[Opening Data in this exercise section]

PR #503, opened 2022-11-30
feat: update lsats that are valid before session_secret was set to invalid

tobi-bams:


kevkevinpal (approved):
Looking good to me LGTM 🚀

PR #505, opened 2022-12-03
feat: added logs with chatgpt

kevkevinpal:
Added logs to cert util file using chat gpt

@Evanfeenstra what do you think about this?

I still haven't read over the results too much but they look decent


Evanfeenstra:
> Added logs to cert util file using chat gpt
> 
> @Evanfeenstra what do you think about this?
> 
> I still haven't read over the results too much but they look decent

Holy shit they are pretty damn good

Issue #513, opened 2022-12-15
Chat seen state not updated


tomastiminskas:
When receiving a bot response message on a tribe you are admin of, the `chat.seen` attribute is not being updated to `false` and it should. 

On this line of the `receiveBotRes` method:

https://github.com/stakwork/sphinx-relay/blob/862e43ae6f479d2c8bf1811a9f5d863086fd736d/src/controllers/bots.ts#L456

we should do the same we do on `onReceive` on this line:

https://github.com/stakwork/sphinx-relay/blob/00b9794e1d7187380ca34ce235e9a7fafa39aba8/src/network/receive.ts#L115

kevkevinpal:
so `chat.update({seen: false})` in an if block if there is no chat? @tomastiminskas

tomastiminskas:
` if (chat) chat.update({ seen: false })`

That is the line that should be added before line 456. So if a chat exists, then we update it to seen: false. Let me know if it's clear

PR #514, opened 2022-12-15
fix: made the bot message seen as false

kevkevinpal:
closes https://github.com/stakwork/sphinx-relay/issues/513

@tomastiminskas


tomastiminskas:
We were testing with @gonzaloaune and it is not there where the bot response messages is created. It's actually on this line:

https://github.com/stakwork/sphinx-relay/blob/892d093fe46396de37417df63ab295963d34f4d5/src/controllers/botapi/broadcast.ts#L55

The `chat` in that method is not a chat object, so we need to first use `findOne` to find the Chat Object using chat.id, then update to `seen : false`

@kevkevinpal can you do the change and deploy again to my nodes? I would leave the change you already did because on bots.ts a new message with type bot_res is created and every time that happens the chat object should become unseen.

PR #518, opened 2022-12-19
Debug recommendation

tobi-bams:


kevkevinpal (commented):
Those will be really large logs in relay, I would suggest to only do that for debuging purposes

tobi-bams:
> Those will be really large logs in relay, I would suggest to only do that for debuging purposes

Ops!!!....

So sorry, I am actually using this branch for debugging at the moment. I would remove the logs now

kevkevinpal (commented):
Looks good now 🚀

[Closing Data in this exercise section]
[Opening Data in this exercise section]

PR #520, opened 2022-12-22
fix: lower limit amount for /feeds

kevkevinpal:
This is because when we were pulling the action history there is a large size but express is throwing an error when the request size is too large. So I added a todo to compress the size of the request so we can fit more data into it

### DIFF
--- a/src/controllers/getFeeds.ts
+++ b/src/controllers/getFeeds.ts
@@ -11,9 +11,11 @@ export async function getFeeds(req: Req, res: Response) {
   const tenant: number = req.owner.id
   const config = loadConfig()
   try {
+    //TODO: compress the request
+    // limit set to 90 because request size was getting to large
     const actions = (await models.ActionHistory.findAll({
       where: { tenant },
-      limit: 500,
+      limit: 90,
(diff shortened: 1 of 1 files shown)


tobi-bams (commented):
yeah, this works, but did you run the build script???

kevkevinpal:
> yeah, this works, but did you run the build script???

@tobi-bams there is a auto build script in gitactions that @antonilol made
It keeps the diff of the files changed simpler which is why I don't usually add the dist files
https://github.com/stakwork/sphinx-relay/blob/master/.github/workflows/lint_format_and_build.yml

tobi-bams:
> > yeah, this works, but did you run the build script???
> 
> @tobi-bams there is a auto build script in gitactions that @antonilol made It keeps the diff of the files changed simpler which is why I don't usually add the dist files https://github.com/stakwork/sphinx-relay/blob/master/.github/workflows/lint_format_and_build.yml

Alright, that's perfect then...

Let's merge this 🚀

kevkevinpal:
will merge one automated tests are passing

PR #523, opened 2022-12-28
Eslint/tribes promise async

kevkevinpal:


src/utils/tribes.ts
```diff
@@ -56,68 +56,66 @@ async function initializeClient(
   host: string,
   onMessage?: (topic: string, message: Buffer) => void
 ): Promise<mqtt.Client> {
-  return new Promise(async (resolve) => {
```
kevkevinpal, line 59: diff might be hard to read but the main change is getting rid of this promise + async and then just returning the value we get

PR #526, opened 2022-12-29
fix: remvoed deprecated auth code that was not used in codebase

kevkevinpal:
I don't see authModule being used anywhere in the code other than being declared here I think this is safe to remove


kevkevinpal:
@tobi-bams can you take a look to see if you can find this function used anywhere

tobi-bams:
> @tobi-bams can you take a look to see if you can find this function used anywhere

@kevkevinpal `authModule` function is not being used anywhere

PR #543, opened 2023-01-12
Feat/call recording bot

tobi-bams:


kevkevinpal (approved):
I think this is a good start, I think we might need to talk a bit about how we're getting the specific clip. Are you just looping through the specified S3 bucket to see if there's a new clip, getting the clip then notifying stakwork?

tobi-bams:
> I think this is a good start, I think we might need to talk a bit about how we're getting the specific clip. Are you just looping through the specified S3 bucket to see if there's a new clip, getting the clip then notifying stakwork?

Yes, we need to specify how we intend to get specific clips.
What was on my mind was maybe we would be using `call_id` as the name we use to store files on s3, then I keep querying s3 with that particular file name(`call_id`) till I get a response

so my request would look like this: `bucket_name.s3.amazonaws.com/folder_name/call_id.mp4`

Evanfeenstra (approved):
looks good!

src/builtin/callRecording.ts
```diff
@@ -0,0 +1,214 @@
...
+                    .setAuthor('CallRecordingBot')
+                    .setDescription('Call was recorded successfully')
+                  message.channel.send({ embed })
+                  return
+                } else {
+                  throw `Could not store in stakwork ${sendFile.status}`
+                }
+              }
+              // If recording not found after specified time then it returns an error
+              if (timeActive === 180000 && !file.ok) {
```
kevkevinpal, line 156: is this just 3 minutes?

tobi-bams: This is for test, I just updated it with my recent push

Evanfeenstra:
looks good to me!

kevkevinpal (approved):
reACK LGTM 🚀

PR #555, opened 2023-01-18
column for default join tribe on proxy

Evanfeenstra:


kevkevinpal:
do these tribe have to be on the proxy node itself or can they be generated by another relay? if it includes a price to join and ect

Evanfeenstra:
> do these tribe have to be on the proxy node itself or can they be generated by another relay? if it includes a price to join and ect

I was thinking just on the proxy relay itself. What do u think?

[Closing Data in this exercise section]
[Opening Data in this exercise section]

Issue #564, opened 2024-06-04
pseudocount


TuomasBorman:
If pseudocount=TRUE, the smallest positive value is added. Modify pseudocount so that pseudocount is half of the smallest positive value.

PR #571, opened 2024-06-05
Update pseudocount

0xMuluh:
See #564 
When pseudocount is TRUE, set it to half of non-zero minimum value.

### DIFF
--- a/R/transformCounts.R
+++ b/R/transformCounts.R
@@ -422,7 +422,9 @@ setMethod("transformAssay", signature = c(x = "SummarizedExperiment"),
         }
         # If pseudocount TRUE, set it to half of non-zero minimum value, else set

[Closing Data in this exercise section]

* _What is required_: Beginning with the line containing "fix: made the bot message seen as false" and ending with the line containing "We were testing", extract those lines exactly from the listing above, and only those.

* _Task answer_:
fix: made the bot message seen as false

kevkevinpal:
closes https://github.com/stakwork/sphinx-relay/issues/513

@tomastiminskas


tomastiminskas:
We were testing with @gonzaloaune and it is not there where the bot response messages is created. It's actually on this line:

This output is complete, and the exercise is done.